__Your objective__. Go through the entries below from the first line and transcribe each one exactly, ending with the line that contains "I think the".

START Records for this task

Issue #245, opened 2016-09-28
Automatically Title New Wiki Pages


KTSCode:
I think it would be awesome to automatically title each new page that is created from a wiki link. 

I just switched from xolox/vim-notes to vimwiki, and I really miss this feature, it helped a lot with locational awareness. Since switching to vimwiki, I've found myself manually titling every new page I create. 

It would be extra useful if the title was highlighted, and was used as the page title when converted to html.

EinfachToll:
What do you mean by title? Obviously, the link name becomes the file name of the newly created page. What else do you want?

bhrutledge:
I think the idea is that pressing Enter on `[[Title]]` would create `Title.wiki`, with the first line being `= Title =`. Similarly, it would be nice if `:VimwikiMakeDiaryNote` would add something like `= 2016-11-29 =` to new notes; it would be especially awesome if the format could be configurable.

On a related note, it would be cool if `:VimwikiGenerateLinks` used the first header text as the link description, similar to `:VimwikiDiaryGenerateLinks`.

bhrutledge:
I'm guessing this could be accomplished independently of vimwiki, using [`:autocmd`](http://stackoverflow.com/questions/162617/how-can-i-automatically-add-some-skeleton-code-when-creating-a-new-file-with-vim) or something like [vim-skeleton](https://github.com/noahfrederick/vim-skeleton).

aq2:
old thread, i know, but a very simple two liner solution is
```
autocmd BufNewFile *.wiki :r! echo = %:t:r =
autocmd BufNewFile *.wiki :norm kddo
```
i am no vim scripter, so i am sure there are much better ways of doing this, but the first line automatically inserts the title (wrapped with '=') into the document, but for some reason inserts a new line before it. So the second autocommand deletes it - again i am sure there are better ways - all comments and suggestions welcome!

ranebrown:
@KTSCode @bhrutledge @aq2 I would appreciate it if any of you could test the implementation in PR #661 and post any results here or in the PR. Thanks!

aq2:
well that was simple!

seems to work fine here - i made a comment on the PR

aq2:
[diary-ex](https://user-images.githubusercontent.com/13156649/56463407-a50b4180-63cb-11e9-9782-7931c313ba95.png)

PR #661, opened 2019-04-09
Automatically generate a header for new wiki pages

ranebrown:
Add a new option `g:vimwiki_auto_header` that will automatically generate a level 1 header using the filename when creating a new file. The behavior is disabled for the wiki index and diary index. The function takes into account the options `vimwiki-option-links_space_char` and `g:vimwiki_markdown_header_style` when generating the header.

Tested with default and markdown syntax on macOS and Windows.

Related issue #245.

### DIFF
--- a/doc/vimwiki.txt
+++ b/doc/vimwiki.txt
@@ -317,11 +317,11 @@ NORMAL MODE                                           *vimwiki-local-mappings*
                         To remap: >
                         :nmap <Leader>wp <Plug>VimwikiPrevLink
 <
-gnt			*vimwiki_gnt*
-			Find next unfinished task in the current page.
-			Maps to |:VimwikiNextTask|
-			To remap: >
-			:nmap <Leader>nt <Plug>VimwikiNextTask
+gnt                     *vimwiki_gnt*
+                        Find next unfinished task in the current page.
+                        Maps to |:VimwikiNextTask|
+                        To remap: >
+                        :nmap <Leader>nt <Plug>VimwikiNextTask
 <
                         *vimwiki_<Leader>wd*
 <Leader>wd              Delete wiki page you are in.
@@ -3186,6 +3186,22 @@ values are from 0 to 2.
 The default is 1.
 
 
+------------------------------------------------------------------------------
+*g:vimwiki_auto_header*
+
+Set this option to 1 to automatically generate a level 1 header when creating
+a new wiki page. This option is disabled for the wiki index and the diary
+index. Spaces replaced with |vimwiki-option-links_space_char| are reverted
+back to spaces in the generated header, which will match the filename
+except for the characters that were reverted to spaces.
+
+For example, with `links_space_char` set to `'_'` creating a link from the text
+`foo bar link` would result in `[[foo_bar_link]]` and the file
+`foo_bar_link.wiki`. The generated header would be `= foo bar link =`
+
+The default is 0.
+
+
 ==============================================================================
 13. Getting help                                                *vimwiki-help*
 
@@ -3281,6 +3297,8 @@ https://github.com/vimwiki-backup/vimwiki/issues.
 2.5 (in progress)~
 
 New:~
+    * PR #661: Add option |g:vimwiki_auto_header| to automatically generate
+      a level 1 header for new wiki pages.
     * PR #665: Integration with vimwiki_markdown gem
       https://github.com/patrickdavey/vimwiki_markdown
       This provides the |vimwiki-option-html_filename_parameterization|
--- a/autoload/vimwiki/vars.vim
+++ b/autoload/vimwiki/vars.vim
@@ -143,6 +143,7 @@ function! s:read_global_settings_from_user()
   let global_settings = {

END Records for this task

__Solution__.
Issue #245, opened 2016-09-28
Automatically Title New Wiki Pages


KTSCode:
I think it would be awesome to automatically title each new page that is created from a wiki link. 

I just switched from xolox/vim-notes to vimwiki, and I really miss this feature, it helped a lot with locational awareness. Since switching to vimwiki, I've found myself manually titling every new page I create. 

It would be extra useful if the title was highlighted, and was used as the page title when converted to html.

EinfachToll:
What do you mean by title? Obviously, the link name becomes the file name of the newly created page. What else do you want?

bhrutledge:
I think the idea is that pressing Enter on `[[Title]]` would create `Title.wiki`, with the first line being `= Title =`. Similarly, it would be nice if `:VimwikiMakeDiaryNote` would add something like `= 2016-11-29 =` to new notes; it would be especially awesome if the format could be configurable.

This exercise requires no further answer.